Content starts

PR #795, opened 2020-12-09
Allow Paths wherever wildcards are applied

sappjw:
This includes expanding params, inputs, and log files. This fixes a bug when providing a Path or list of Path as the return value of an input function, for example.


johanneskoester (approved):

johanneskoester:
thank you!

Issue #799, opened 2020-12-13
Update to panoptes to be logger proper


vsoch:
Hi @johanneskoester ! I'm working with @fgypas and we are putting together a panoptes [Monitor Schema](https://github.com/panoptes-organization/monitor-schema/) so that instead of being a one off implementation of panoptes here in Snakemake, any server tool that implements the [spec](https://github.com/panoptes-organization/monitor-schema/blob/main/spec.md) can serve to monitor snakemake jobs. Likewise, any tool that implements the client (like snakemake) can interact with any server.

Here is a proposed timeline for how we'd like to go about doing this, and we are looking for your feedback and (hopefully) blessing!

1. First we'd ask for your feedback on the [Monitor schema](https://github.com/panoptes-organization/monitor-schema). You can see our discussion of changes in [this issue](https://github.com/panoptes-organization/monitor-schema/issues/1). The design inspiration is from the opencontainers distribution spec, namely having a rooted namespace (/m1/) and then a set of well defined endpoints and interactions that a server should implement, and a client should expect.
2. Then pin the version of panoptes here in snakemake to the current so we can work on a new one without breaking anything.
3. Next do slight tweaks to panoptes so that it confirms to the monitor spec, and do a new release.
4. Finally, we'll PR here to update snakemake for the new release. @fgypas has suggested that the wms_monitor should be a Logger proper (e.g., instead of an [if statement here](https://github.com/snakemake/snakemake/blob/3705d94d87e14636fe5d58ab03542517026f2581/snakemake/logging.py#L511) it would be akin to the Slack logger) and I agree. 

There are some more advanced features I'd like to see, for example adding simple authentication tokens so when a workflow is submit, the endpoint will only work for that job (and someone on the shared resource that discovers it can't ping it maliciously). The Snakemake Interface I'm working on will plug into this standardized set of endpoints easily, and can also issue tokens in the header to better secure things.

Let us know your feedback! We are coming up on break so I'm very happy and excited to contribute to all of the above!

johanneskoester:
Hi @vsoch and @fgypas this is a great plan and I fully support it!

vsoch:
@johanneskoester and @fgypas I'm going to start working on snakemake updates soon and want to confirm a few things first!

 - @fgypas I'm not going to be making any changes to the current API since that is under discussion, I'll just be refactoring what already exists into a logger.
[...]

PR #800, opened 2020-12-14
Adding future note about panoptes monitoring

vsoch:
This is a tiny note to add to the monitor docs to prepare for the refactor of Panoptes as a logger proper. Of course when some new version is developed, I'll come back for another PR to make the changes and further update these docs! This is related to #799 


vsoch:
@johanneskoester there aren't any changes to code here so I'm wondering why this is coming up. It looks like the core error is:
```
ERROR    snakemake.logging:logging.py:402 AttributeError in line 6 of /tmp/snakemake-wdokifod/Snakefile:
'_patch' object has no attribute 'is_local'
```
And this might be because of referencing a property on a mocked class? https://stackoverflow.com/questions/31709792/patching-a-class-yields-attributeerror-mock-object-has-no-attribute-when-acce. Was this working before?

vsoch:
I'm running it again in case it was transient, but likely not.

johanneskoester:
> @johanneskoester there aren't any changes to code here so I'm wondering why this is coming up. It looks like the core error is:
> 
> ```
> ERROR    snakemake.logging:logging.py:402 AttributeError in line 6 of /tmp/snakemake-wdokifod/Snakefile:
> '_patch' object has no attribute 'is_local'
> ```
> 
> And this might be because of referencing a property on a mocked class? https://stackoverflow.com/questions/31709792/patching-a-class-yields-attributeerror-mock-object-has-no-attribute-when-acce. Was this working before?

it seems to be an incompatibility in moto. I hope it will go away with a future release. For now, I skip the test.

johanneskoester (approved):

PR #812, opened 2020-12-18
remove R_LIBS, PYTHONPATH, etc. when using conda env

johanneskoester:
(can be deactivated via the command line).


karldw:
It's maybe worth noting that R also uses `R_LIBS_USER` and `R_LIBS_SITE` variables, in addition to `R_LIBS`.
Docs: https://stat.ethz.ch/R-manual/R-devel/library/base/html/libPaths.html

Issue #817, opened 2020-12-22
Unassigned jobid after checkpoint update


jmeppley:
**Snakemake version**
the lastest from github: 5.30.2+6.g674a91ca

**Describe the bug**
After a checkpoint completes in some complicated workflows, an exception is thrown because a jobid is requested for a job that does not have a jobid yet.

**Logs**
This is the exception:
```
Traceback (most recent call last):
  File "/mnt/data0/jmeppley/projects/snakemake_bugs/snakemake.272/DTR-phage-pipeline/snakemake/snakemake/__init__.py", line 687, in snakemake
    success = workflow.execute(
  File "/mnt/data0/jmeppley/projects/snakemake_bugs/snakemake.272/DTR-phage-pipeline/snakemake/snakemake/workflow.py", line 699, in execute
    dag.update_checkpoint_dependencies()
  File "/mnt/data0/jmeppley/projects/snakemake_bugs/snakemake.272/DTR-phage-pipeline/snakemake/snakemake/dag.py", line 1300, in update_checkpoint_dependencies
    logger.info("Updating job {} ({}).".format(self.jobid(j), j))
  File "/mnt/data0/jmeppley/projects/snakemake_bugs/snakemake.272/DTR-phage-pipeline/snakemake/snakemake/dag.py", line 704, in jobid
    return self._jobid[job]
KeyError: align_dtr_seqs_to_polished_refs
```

Content ends

=== EXERCISE PROMPT ===
Retype the material in full. Each word must match.

=== WORKED SOLUTION ===
PR #795, opened 2020-12-09
Allow Paths wherever wildcards are applied

sappjw:
This includes expanding params, inputs, and log files. This fixes a bug when providing a Path or list of Path as the return value of an input function, for example.


johanneskoester (approved):

johanneskoester:
thank you!

Issue #799, opened 2020-12-13
Update to panoptes to be logger proper


vsoch:
Hi @johanneskoester ! I'm working with @fgypas and we are putting together a panoptes [Monitor Schema](https://github.com/panoptes-organization/monitor-schema/) so that instead of being a one off implementation of panoptes here in Snakemake, any server tool that implements the [spec](https://github.com/panoptes-organization/monitor-schema/blob/main/spec.md) can serve to monitor snakemake jobs. Likewise, any tool that implements the client (like snakemake) can interact with any server.

Here is a proposed timeline for how we'd like to go about doing this, and we are looking for your feedback and (hopefully) blessing!

1. First we'd ask for your feedback on the [Monitor schema](https://github.com/panoptes-organization/monitor-schema). You can see our discussion of changes in [this issue](https://github.com/panoptes-organization/monitor-schema/issues/1). The design inspiration is from the opencontainers distribution spec, namely having a rooted namespace (/m1/) and then a set of well defined endpoints and interactions that a server should implement, and a client should expect.
2. Then pin the version of panoptes here in snakemake to the current so we can work on a new one without breaking anything.
3. Next do slight tweaks to panoptes so that it confirms to the monitor spec, and do a new release.
4. Finally, we'll PR here to update snakemake for the new release. @fgypas has suggested that the wms_monitor should be a Logger proper (e.g., instead of an [if statement here](https://github.com/snakemake/snakemake/blob/3705d94d87e14636fe5d58ab03542517026f2581/snakemake/logging.py#L511) it would be akin to the Slack logger) and I agree. 

There are some more advanced features I'd like to see, for example adding simple authentication tokens so when a workflow is submit, the endpoint will only work for that job (and someone on the shared resource that discovers it can't ping it maliciously). The Snakemake Interface I'm working on will plug into this standardized set of endpoints easily, and can also issue tokens in the header to better secure things.

Let us know your feedback! We are coming up on break so I'm very happy and excited to contribute to all of the above!

johanneskoester:
Hi @vsoch and @fgypas this is a great plan and I fully support it!

vsoch:
@johanneskoester and @fgypas I'm going to start working on snakemake updates soon and want to confirm a few things first!

 - @fgypas I'm not going to be making any changes to the current API since that is under discussion, I'll just be refactoring what already exists into a logger.
[...]

PR #800, opened 2020-12-14
Adding future note about panoptes monitoring

vsoch:
This is a tiny note to add to the monitor docs to prepare for the refactor of Panoptes as a logger proper. Of course when some new version is developed, I'll come back for another PR to make the changes and further update these docs! This is related to #799 


vsoch:
@johanneskoester there aren't any changes to code here so I'm wondering why this is coming up. It looks like the core error is:
```
ERROR    snakemake.logging:logging.py:402 AttributeError in line 6 of /tmp/snakemake-wdokifod/Snakefile:
'_patch' object has no attribute 'is_local'
```
And this might be because of referencing a property on a mocked class? https://stackoverflow.com/questions/31709792/patching-a-class-yields-attributeerror-mock-object-has-no-attribute-when-acce. Was this working before?

vsoch:
I'm running it again in case it was transient, but likely not.

johanneskoester:
> @johanneskoester there aren't any changes to code here so I'm wondering why this is coming up. It looks like the core error is:
> 
> ```
> ERROR    snakemake.logging:logging.py:402 AttributeError in line 6 of /tmp/snakemake-wdokifod/Snakefile:
> '_patch' object has no attribute 'is_local'
> ```
> 
> And this might be because of referencing a property on a mocked class? https://stackoverflow.com/questions/31709792/patching-a-class-yields-attributeerror-mock-object-has-no-attribute-when-acce. Was this working before?

it seems to be an incompatibility in moto. I hope it will go away with a future release. For now, I skip the test.

johanneskoester (approved):

PR #812, opened 2020-12-18
remove R_LIBS, PYTHONPATH, etc. when using conda env

johanneskoester:
(can be deactivated via the command line).


karldw:
It's maybe worth noting that R also uses `R_LIBS_USER` and `R_LIBS_SITE` variables, in addition to `R_LIBS`.
Docs: https://stat.ethz.ch/R-manual/R-devel/library/base/html/libPaths.html

Issue #817, opened 2020-12-22
Unassigned jobid after checkpoint update


jmeppley:
**Snakemake version**
the lastest from github: 5.30.2+6.g674a91ca

**Describe the bug**
After a checkpoint completes in some complicated workflows, an exception is thrown because a jobid is requested for a job that does not have a jobid yet.

**Logs**
This is the exception:
```
Traceback (most recent call last):
  File "/mnt/data0/jmeppley/projects/snakemake_bugs/snakemake.272/DTR-phage-pipeline/snakemake/snakemake/__init__.py", line 687, in snakemake
    success = workflow.execute(
  File "/mnt/data0/jmeppley/projects/snakemake_bugs/snakemake.272/DTR-phage-pipeline/snakemake/snakemake/workflow.py", line 699, in execute
    dag.update_checkpoint_dependencies()
  File "/mnt/data0/jmeppley/projects/snakemake_bugs/snakemake.272/DTR-phage-pipeline/snakemake/snakemake/dag.py", line 1300, in update_checkpoint_dependencies
    logger.info("Updating job {} ({}).".format(self.jobid(j), j))
  File "/mnt/data0/jmeppley/projects/snakemake_bugs/snakemake.272/DTR-phage-pipeline/snakemake/snakemake/dag.py", line 704, in jobid
    return self._jobid[job]
KeyError: align_dtr_seqs_to_polished_refs
```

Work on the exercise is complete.